DESCRIPTION OF THE TASK:
Return each line of the entries that mentions the word "cnoon".

SOURCE DATA:
------------------------
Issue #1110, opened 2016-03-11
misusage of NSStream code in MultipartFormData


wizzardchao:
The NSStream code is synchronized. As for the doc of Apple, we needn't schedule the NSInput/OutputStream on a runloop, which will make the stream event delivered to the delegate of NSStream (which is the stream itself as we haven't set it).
------------------------
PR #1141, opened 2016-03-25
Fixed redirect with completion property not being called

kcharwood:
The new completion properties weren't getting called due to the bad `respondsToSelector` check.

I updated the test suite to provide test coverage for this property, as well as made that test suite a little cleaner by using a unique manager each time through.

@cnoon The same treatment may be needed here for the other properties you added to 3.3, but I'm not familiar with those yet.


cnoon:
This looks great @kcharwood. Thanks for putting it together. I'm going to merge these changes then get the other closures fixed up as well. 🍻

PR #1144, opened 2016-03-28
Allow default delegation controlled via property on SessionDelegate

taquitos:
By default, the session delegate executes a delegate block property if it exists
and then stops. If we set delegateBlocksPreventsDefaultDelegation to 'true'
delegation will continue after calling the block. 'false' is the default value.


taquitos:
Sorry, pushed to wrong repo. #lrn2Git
------------------------
EXERCISE OUTPUT:
@cnoon The same treatment may be needed here for the other properties you added to 3.3, but I'm not familiar with those yet.
cnoon:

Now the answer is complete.